Issue #1781, opened 2019-05-21
Does documentation for RetryClient loss some detail?


JunoJunho:
https://line.github.io/armeria/client-retry.html

In above link, I do not get any difference between two code chunks except import statements.

If you have any other intention, please tell me and let me fix.

minwoox:
Hello @JunoJunho, thanks for the report.
Unfortunately, they are different examples. The first one uses `ClientBuilder` so the `build()` method has a parameter `HttpClient.class`. Meanwhile, the second one uses `HttpClientBuilder` so the `build()` method does not take any parameter.

minwoox:
But the scheme part of the URI is different when using `ClientBuilder` and `HttpClientBuilder`. The scheme should start with `none+http(s)` for `ClientBuilder` and `http(s)` for `HttpClientBuilder`. So I think it's better to update those examples. Would you mind sending a PR for that?

JunoJunho:
Ah, there is a difference. I totally did not notice that.

Firstly, I though that if there is a difference in that topic, then it should be related with `RetryClient`. What you said is difference between `ClientBuilder` and `HttpClientBuilder`. I am not sure still about on it.

Anyway, I will happily prepare for that PR.

trustin:
Much appreciated (in advance :stuck_out_tongue_winking_eye:), @JunoJunho!

JunoJunho:
We can end this issue!

trustin:
Nice work, @JunoJunho :rocket:

PR #1807, opened 2019-06-02
Update clinet-retry.rst

JunoJunho:
Motivation:
- (To me,) It is hard to understand difference between first and second example in retry-client.rst
- Related to #1781 

Modification:
 - Add uri for ClientBuilder and HttpClientBuilder to understand difference easily (thanks to suggestion @minwoox 

Results:
- Update document in retry-client.rst

I don't know it can give little help for someone like me.

### DIFF
--- a/site/src/sphinx/client-retry.rst
+++ b/site/src/sphinx/client-retry.rst
@@ -18,7 +18,7 @@ So, let's find out what we can do with :api:`RetryingClient`.
 ``RetryingClient``
 ------------------
 
-You can just use the ``decorator()`` method in :api:`HttpClientBuilder` to build a :api:`RetryingHttpClient`:
+You can just use the ``decorator()`` method in :api:`ClientBuilder` or :api:`HttpClientBuilder` to build a :api:`RetryingHttpClient`. For example:
 
 .. code-block:: java
 
--- a/site/src/sphinx/client-retry.rst
+++ b/site/src/sphinx/client-retry.rst
@@ -31,20 +31,20 @@ You can just use the ``decorator()`` method in :api:`ClientBuilder` to build a :
     import com.linecorp.armeria.common.HttpResponse;
 
     RetryStrategy strategy = RetryStrategy.onServerErrorStatus();
-    HttpClient client = new ClientBuilder(...)
+    HttpClient client = new ClientBuilder("none+http://example.com/hello")
             .decorator(RetryingHttpClient.newDecorator(strategy))
             .build(HttpClient.class);
 
     final AggregatedHttpResponse res = client.execute(...).aggregate().join();
 
-or even simply,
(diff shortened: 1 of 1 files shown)


site/src/sphinx/client-retry.rst
```diff
@@ -31,20 +31,20 @@ You can just use the ``decorator()`` method in :api:`ClientBuilder` to build a :
     import com.linecorp.armeria.common.HttpResponse;
 
     RetryStrategy strategy = RetryStrategy.onServerErrorStatus();
-    HttpClient client = new ClientBuilder(...)
+    HttpClient client = new ClientBuilder("none+http://example.com/hello")
             .decorator(RetryingHttpClient.newDecorator(strategy))
             .build(HttpClient.class);
```
trustin: How about using `HttpClientBuilder`?

```java
import com.linecorp.armeria.client.HttpClientBuilder;

HttpClient client = new HttpClientbuilder("http://example.com/hello")
        .decorator(RetryingHttpClient.newDecorator(strategy))
        .build();
```

trustin: Never mind. It has to be left as it is.

minwoox:
I realized that people tend to use the first example of what they encounter and didn't read all the examples thoroughly.
So I think we can just remove the `ClientBuilder` example.
Sorry about that I changed my mind. 😉

JunoJunho:
Hmm, then, @minwoox , you think `HttpClientBuilder` example is more precise for this document?
Retry document covers `RetryingHttpClient` and `RetryingRpcClient`. I think your suggestion is meaningful.

I will try to change document for that if one of other two reviews agree :)

hyangtack:
+1 for removing the `ClientBuilder` example. :-)

trustin:
Yes, please.

JunoJunho:
I update doc.

gentle ping~

site/src/sphinx/client-retry.rst
```diff
@@ -18,33 +18,18 @@ So, let's find out what we can do with :api:`RetryingClient`.
 ``RetryingClient``
 ------------------
 
-You can just use the ``decorator()`` method in :api:`ClientBuilder` to build a :api:`RetryingHttpClient`:
+You can just use the ``decorator()`` method in :api:`HttpClientBuilder` to build a :api:`RetryingHttpClient`:
```
trustin: How about:

```rst
... in :api:`ClientBuilder` or :api:`HttpClientBuilder` ...
```

.. just in case it's unclear?

JunoJunho: Hmm,, let me modify your intention on commit.

trustin:
It somehow ended up with something different than the original intention of this pull request. Thank you so much for your patience, @JunoJunho !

◆ Task brief
I'd like the lines above from the one with "Does documentation for" up to and including the one with "Hello @JunoJunho, thanks for the report." copied exactly, with no other lines.

◆ Task output
Does documentation for RetryClient loss some detail?


JunoJunho:
https://line.github.io/armeria/client-retry.html

In above link, I do not get any difference between two code chunks except import statements.

If you have any other intention, please tell me and let me fix.

minwoox:
Hello @JunoJunho, thanks for the report.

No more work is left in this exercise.